----- Exercise data

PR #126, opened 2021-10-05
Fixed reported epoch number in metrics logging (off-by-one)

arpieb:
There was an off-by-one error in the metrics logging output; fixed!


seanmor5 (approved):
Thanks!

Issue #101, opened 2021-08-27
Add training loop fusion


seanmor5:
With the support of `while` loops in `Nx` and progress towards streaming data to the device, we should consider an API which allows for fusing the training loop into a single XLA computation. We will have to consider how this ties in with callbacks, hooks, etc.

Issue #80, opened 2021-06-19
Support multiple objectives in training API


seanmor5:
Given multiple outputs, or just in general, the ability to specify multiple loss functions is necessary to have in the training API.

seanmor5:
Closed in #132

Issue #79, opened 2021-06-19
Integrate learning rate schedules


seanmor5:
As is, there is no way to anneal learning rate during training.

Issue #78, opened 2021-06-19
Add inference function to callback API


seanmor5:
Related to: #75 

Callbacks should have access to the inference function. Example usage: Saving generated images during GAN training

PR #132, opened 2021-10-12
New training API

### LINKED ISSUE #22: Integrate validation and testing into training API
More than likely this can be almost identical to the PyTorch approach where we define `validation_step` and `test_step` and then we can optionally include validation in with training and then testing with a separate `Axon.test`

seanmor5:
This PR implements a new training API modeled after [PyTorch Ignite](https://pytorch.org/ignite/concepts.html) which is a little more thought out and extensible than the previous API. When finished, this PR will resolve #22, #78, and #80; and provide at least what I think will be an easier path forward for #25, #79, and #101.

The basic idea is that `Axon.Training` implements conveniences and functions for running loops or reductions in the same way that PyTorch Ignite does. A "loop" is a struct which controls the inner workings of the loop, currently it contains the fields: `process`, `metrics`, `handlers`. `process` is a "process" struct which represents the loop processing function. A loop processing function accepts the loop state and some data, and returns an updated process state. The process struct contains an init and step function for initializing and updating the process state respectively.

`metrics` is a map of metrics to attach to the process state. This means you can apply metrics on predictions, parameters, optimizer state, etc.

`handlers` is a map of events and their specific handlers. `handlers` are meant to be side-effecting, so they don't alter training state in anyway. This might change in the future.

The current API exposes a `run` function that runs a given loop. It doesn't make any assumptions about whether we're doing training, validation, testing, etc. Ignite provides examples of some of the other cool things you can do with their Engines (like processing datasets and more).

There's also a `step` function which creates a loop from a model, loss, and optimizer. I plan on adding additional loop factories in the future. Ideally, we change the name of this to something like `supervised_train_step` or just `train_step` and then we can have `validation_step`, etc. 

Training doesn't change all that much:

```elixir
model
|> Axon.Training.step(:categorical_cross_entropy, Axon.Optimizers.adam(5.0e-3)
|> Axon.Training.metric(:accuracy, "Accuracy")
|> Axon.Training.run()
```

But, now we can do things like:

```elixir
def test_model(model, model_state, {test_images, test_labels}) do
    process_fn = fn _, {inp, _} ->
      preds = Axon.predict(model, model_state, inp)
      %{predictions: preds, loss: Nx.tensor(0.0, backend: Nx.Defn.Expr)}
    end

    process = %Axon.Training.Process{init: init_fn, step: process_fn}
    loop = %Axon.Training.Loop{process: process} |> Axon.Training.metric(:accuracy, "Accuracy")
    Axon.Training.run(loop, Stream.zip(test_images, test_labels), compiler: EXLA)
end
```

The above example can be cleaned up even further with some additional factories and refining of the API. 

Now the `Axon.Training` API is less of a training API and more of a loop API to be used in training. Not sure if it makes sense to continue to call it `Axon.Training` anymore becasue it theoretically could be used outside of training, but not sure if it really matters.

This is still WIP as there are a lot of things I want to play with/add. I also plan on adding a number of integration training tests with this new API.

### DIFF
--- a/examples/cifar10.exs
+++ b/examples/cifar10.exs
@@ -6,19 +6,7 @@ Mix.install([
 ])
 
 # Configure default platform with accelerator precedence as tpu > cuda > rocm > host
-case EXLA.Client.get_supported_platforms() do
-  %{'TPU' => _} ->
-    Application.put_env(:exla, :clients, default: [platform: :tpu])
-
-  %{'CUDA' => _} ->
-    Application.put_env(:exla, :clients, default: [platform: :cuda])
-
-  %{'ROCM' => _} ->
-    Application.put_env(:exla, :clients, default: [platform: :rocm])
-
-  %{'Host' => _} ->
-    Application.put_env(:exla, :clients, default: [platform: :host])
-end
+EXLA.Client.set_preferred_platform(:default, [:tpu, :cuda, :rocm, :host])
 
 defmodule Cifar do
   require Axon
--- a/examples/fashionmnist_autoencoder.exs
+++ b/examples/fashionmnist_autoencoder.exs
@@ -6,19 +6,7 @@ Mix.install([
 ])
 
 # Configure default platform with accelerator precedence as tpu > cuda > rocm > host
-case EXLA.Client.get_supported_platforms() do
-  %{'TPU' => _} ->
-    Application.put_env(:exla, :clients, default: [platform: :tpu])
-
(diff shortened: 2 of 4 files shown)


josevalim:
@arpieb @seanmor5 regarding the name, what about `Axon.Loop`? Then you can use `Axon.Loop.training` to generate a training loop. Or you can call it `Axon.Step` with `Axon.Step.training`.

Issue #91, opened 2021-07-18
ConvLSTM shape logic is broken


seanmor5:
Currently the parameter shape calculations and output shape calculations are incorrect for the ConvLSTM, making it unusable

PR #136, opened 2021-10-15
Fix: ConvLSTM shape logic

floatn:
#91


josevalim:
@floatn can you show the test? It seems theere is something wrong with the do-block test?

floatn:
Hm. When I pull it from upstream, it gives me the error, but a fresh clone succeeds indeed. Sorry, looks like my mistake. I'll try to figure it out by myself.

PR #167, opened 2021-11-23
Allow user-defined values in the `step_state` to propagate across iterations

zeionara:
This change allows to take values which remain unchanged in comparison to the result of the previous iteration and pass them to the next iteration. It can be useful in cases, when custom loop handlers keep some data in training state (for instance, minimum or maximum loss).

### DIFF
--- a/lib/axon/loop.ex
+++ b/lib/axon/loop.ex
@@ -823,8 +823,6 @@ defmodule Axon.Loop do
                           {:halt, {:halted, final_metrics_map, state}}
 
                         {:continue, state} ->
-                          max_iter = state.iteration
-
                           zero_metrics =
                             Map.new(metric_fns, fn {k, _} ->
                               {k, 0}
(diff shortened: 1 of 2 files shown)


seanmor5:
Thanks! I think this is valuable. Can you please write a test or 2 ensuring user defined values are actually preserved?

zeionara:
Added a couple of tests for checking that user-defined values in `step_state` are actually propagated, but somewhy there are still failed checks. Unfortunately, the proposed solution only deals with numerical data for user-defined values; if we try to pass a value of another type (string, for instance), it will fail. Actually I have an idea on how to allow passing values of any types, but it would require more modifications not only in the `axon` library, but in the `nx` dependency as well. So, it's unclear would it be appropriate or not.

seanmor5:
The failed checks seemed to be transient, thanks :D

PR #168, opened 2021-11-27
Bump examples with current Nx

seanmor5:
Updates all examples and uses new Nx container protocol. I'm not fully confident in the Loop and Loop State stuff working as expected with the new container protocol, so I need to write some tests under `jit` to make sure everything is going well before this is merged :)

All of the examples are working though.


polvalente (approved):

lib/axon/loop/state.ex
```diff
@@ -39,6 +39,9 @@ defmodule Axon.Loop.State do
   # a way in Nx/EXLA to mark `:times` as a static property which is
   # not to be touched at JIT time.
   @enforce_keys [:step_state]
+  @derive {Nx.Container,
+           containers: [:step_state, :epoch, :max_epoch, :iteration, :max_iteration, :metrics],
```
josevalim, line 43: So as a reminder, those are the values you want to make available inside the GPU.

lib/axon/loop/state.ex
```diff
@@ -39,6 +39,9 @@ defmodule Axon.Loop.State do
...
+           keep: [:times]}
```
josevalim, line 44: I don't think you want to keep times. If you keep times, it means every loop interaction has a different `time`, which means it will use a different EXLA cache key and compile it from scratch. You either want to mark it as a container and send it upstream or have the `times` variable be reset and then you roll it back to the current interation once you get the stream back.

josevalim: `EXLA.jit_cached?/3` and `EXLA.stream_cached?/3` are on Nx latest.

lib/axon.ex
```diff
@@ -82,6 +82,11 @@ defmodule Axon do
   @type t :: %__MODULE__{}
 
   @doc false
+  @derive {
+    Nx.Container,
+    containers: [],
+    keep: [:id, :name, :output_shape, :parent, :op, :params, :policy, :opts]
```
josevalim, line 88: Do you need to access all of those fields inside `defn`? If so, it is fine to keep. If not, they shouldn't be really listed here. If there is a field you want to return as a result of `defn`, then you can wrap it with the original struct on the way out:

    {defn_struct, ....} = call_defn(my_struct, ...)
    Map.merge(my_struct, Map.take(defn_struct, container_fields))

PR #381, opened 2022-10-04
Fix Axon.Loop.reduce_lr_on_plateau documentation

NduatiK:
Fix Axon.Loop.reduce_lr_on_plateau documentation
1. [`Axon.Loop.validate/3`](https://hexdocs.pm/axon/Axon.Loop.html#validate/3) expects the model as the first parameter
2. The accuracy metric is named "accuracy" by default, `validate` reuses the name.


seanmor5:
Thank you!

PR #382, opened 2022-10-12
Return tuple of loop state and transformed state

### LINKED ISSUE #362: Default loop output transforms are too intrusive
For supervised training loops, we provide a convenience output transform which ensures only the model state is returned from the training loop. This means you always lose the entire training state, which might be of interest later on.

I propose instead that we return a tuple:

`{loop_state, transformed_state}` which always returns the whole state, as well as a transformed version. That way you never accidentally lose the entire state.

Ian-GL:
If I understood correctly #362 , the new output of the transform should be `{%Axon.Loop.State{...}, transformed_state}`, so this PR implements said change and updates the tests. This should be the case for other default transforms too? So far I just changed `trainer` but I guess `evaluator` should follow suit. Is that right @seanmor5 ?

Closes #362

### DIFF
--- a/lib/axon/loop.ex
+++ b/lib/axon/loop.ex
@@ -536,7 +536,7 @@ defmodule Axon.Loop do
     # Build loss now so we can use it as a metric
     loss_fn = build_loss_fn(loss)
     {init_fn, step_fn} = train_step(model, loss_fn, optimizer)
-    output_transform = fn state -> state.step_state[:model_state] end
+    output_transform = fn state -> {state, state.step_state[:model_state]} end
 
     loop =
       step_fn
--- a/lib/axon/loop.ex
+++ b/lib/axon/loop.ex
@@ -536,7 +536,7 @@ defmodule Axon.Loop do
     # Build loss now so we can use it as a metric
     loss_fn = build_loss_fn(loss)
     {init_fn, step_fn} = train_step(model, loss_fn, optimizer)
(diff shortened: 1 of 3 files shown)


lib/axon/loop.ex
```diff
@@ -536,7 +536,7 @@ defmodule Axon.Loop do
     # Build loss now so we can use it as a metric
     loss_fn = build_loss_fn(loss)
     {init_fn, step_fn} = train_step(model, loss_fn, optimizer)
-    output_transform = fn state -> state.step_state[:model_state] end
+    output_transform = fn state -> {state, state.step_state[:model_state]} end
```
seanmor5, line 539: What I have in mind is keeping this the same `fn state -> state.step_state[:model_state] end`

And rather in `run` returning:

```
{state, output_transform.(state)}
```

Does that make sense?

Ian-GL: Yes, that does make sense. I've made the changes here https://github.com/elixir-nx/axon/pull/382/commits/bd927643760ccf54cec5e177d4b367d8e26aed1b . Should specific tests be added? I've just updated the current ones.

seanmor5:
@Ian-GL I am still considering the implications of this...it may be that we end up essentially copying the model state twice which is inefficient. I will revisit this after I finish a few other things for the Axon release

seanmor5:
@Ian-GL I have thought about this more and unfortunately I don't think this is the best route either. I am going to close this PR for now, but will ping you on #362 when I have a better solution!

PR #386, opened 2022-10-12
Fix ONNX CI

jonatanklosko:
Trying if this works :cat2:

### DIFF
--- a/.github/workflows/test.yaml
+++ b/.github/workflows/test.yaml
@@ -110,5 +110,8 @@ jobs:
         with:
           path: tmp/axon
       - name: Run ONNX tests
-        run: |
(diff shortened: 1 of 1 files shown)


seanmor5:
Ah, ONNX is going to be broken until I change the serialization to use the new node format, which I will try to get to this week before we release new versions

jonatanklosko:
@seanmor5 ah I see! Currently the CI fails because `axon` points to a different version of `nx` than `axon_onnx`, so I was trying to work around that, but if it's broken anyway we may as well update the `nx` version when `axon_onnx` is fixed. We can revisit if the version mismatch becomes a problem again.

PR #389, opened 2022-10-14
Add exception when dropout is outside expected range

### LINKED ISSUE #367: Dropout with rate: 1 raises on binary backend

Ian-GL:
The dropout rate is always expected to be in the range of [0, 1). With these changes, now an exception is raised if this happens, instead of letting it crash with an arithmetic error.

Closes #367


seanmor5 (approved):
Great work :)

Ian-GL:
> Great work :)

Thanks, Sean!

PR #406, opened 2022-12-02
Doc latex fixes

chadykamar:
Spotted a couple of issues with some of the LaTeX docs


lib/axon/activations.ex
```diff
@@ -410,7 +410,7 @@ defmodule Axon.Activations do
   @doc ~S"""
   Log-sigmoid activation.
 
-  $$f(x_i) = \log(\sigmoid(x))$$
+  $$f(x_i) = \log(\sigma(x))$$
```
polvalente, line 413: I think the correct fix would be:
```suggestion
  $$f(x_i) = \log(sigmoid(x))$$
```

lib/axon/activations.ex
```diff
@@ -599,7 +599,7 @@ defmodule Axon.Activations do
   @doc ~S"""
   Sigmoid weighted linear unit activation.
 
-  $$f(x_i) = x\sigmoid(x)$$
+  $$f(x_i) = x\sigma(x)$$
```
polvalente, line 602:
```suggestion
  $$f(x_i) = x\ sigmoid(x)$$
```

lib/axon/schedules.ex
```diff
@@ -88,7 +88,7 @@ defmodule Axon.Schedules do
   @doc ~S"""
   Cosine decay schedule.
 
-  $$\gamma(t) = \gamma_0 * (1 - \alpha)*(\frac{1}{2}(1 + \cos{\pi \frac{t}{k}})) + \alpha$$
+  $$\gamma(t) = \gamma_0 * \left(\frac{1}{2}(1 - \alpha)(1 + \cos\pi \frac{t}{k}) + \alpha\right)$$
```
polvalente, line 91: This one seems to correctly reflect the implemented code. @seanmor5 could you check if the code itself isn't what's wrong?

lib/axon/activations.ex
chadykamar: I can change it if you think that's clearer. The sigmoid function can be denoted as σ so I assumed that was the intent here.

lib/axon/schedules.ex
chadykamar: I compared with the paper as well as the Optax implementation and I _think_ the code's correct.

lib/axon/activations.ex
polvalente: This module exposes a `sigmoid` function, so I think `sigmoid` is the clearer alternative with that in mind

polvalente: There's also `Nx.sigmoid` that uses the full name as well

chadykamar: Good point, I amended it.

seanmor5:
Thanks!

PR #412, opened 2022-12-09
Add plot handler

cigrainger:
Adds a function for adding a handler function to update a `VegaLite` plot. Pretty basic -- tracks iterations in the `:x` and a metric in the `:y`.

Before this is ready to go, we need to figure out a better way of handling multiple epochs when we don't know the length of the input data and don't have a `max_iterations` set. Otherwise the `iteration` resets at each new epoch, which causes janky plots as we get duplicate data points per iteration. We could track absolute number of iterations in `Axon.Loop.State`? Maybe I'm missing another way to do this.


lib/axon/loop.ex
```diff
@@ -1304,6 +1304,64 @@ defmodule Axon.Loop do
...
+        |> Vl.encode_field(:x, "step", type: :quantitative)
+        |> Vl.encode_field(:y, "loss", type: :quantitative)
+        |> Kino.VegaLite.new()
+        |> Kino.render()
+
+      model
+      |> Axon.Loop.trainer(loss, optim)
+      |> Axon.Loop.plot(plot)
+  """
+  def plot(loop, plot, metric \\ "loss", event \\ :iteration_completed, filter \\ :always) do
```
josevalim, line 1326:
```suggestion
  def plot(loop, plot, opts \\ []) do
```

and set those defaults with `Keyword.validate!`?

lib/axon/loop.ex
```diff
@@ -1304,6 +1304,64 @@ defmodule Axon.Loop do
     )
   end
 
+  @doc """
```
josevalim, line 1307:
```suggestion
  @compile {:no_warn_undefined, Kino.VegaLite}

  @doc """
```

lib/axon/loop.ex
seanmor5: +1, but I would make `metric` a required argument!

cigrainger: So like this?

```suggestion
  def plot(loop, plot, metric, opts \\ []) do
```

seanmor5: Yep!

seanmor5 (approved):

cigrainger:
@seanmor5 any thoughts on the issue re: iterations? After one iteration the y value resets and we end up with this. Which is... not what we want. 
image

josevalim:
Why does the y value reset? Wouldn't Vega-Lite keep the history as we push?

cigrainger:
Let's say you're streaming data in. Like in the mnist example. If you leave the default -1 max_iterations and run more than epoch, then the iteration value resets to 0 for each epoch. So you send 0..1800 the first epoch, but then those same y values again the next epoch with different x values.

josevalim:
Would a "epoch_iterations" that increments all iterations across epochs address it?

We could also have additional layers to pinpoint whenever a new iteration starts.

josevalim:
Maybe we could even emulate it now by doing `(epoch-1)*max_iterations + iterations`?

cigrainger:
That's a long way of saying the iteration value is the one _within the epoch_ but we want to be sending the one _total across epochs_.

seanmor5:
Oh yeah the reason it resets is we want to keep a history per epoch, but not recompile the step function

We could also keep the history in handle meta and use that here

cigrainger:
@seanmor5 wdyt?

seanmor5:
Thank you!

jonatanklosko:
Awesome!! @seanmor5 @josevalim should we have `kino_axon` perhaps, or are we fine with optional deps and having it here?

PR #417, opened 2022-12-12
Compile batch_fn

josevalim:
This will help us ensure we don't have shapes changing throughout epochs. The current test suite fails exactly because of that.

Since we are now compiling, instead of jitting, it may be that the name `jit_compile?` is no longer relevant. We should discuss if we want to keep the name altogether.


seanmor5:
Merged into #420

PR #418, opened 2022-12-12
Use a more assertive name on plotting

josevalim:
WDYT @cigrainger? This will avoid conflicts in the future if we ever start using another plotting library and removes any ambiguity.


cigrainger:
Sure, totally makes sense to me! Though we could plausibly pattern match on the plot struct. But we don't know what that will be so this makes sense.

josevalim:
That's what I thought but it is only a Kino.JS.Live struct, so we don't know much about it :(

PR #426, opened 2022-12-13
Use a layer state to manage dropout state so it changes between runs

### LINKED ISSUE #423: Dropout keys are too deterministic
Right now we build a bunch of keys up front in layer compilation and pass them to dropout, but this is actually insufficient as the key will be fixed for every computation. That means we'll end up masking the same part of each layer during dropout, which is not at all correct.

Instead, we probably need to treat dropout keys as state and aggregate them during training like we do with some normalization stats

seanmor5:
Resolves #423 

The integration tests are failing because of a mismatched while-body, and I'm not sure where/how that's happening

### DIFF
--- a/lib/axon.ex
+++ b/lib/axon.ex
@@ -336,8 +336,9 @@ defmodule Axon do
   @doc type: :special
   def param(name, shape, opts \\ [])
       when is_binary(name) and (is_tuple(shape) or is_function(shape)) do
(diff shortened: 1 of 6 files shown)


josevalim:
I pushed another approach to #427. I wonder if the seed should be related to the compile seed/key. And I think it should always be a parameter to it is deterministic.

----------

Required work
Only the lines that contain the word "factories" should be copied from the material.

Written reply
There's also a `step` function which creates a loop from a model, loss, and optimizer. I plan on adding additional loop factories in the future. Ideally, we change the name of this to something like `supervised_train_step` or just `train_step` and then we can have `validation_step`, etc. 
The above example can be cleaned up even further with some additional factories and refining of the API. 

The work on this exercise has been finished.